PR #6960, opened 2020-04-27
Make breadcrumbs mobile and tablet-friendly

### LINKED ISSUE #6822: T - Implement mobile-optimized breadcrumbs.
See User Story issue for comps and description: #6784.

# Acceptance Criteria 
- [ ] New attribute-based breadcrumb implemented on mobile (only)

mindy:
**Changes**
- On mobile and tablet screens, hide all but the immediate parent crumb 
- On mobile and tablet screens, breadcrumbs appear above title
- New arrow styles between breadcrumbs
- Add Sass mixin for caret-like arrows 

**To test**
Go to http://localhost.org:8000/en-US/docs/Web/HTML/Element/article and view breadcrumbs on various screen sizes.

**Before:**
_Desktop_
before-desktop

_Mobile_
before-mobile

**After:** 
_Desktop_
after-desktop

_Mobile_
after-mobile

Closes #6822

### DIFF
--- a/kuma/javascript/src/breadcrumbs.jsx
+++ b/kuma/javascript/src/breadcrumbs.jsx
@@ -1,7 +1,7 @@
 // @flow
 import * as React from 'react';
 import { useContext } from 'react';
-
+import { gettext } from './l10n.js';
 import GAProvider from './ga-provider.jsx';
 
 import type { DocumentData } from './document.jsx';
@@ -54,6 +54,9 @@ export default function Breadcrumbs({ document }: DocumentProps) {
                             onClick={sendBreadcrumbItemClick}
                             onContextMenu={sendBreadcrumbItemClick}
                         >
+                            <span className="pre-text">
+                                {gettext('See')}&nbsp;
+                            </span>
                             <span property="name">{p.title}</span>
                         </a>
                         <meta property="position" content={i + 1} />
--- a/kuma/javascript/src/breadcrumbs.jsx
+++ b/kuma/javascript/src/breadcrumbs.jsx
@@ -36,7 +36,7 @@ export default function Breadcrumbs({ document }: DocumentProps) {
                 vocab="https://schema.org/"
                 aria-label="breadcrumbs"
             >
-                {document.parents.map((p, i) => (
+                {document.parents.map((p, i, { length }) => (
                     <li
                         key={p.url}
                         property="itemListElement"
@@ -44,7 +44,11 @@ export default function Breadcrumbs({ document }: DocumentProps) {
                     >
                         <a
                             href={p.url}
-                            className="breadcrumb-chevron"
+                            className={
+                                i === length - 1
+                                    ? 'breadcrumb-previous'
+                                    : 'breadcrumb-chevron'
+                            }
                             property="item"
                             typeof="WebPage"
                             onClick={sendBreadcrumbItemClick}
--- a/kuma/javascript/src/document.jsx
+++ b/kuma/javascript/src/document.jsx
@@ -100,13 +100,15 @@ function DocumentPage({ document }: DocumentProps) {
             <A11yNav />
             <Header document={document} />
             <main role="main">
-                <Titlebar title={document.title} document={document} />
-                <div className="full-width-row-container">
-                    <div className="max-content-width-container">
-                        <Breadcrumbs document={document} />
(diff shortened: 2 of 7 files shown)


kuma/static/styles/minimalist/utils/_utility-mixins.scss
```diff
@@ -10,3 +10,34 @@
...
+    clip: initial;
+    height: initial;
+    margin: initial;
+    overflow: initial;
+    padding: initial;
+    position: initial !important; /* stylelint-disable-line declaration-no-important */
+    width: initial;
+}
+
+@mixin caret-arrow($color, $size, $direction: right, $thickness: 2px) {
```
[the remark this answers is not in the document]
mindy: I like this format! Thanks Schalk

mindy:
Ready for another 👀 @schalkneethling

kuma/javascript/src/document.jsx
```diff
@@ -100,13 +100,15 @@ function DocumentPage({ document }: DocumentProps) {
...
+                <header>
+                    <Titlebar title={document.title} document={document} />
+                    <div className="full-width-row-container">
+                        <div className="max-content-width-container">
+                            <Breadcrumbs document={document} />
+                            <LanguageMenu document={document} />
+                        </div>
                     </div>
-                </div>
+                </header>
```
schalkneethling, line 111: I am torn about whether we should mark this up as a `header`. I kinda feel like in this case, the header is the section before this i.e. the section that contains the logo, navigation, authentication etc.

I am thinking we should instead mark this up with something like:

```
<div class="subheader">
...
</div>
```

What do you think?

kuma/static/styles/minimalist/components/_breadcrumbs.scss
```diff
@@ -17,17 +19,65 @@
...
+        .breadcrumb-previous {
+            &::before {
+                @include caret-arrow($blue, left);
+                margin: 0 10px 0 0;
+                position: relative;
+                top: -1px;
+            }
+            span::before {
+                display: inline-block;
+                content: 'See\00a0';
```
schalkneethling, line 31: I am not entirely sure why we have this. I know it is per design but, it seems a little odd to me. for one thing, if this is important to provide context, we should not add this via generated content as it will not be accessible[1].

If it is not important, I would vote to not include it.

[1] https://developer.mozilla.org/en-US/docs/Web/CSS/content#Accessibility_concerns

schalkneethling: @malqinneh Thoughts?

malqinneh: It's to communicate to users that the breadcrumb label is meant for a section that they are *not* currently on. If that makes sense.

kuma/javascript/src/document.jsx
mindy: I hear you, but there can be multiple headers per page, e.g. article headers. I vote for leaving it as a header.

kuma/static/styles/minimalist/components/_breadcrumbs.scss
mindy: In that case, I can move the "See " text into the JSX file and hide it for desktop.

kuma/javascript/src/breadcrumbs.jsx
```diff
@@ -36,20 +36,27 @@ export default function Breadcrumbs({ document }: DocumentProps) {
...
+                                i === length - 1
+                                    ? 'breadcrumb-previous'
+                                    : 'breadcrumb-chevron'
+                            }
                             property="item"
                             typeof="WebPage"
                             onClick={sendBreadcrumbItemClick}
                             onContextMenu={sendBreadcrumbItemClick}
                         >
+                            <span className="pre-text">
```
mindy, line 57: I was concerned about disrupting the breadcrumb schema, so I wanted to leave `<span property="name">` as is.

mindy:
Ready for another look @schalkneethling. Thank you!

kuma/static/styles/minimalist/components/_breadcrumbs.scss
schalkneethling: Thank you Mindy and Mustafa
§ §
Assignment:
Go over the data and return every line that includes the word "hide".

Written answer:
- On mobile and tablet screens, hide all but the immediate parent crumb 
mindy: In that case, I can move the "See " text into the JSX file and hide it for desktop.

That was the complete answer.